GOAL OF THE EXERCISE:
Wherever the string "opened" shows up in the records below, return that line.

DATA FOR REVIEW:
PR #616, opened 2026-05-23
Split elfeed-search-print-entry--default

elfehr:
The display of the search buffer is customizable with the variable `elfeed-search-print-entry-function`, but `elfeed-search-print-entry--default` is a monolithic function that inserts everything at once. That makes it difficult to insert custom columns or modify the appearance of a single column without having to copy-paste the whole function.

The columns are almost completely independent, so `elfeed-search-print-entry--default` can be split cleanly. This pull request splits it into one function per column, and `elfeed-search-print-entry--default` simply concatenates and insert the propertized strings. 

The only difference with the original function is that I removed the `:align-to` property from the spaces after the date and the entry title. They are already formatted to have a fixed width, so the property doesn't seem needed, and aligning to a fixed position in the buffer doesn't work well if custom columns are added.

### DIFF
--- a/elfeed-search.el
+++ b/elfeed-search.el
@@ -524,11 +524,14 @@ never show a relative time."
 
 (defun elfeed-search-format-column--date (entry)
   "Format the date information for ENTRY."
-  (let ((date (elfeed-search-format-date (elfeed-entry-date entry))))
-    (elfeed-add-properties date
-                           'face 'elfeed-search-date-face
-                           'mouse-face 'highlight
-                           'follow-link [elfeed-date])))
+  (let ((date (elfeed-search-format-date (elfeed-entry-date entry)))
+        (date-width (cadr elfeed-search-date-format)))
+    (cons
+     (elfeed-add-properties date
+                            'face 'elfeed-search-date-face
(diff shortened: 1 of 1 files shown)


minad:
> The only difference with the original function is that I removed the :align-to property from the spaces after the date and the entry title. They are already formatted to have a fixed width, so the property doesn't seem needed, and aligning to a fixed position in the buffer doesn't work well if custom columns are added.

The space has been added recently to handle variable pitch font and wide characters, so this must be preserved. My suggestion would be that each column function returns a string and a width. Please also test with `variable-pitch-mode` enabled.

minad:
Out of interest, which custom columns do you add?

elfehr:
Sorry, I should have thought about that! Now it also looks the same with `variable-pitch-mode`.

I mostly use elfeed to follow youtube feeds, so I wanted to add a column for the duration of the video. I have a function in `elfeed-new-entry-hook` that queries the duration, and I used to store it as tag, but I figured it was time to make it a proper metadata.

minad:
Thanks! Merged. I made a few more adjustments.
==
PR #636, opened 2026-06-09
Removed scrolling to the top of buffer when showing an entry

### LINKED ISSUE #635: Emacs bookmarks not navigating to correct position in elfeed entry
--
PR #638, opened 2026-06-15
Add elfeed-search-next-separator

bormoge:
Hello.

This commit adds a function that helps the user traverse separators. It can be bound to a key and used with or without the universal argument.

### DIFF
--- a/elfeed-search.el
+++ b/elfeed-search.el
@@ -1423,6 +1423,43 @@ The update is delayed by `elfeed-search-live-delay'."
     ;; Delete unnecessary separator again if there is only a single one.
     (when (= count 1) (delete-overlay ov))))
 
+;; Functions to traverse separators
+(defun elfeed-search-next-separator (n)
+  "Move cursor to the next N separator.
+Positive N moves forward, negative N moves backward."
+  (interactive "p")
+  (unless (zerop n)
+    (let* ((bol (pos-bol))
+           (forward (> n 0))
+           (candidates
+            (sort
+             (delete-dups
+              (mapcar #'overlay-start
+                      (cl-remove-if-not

ANSWER TO THE PROBLEM:
PR #616, opened 2026-05-23
PR #636, opened 2026-06-09
PR #638, opened 2026-06-15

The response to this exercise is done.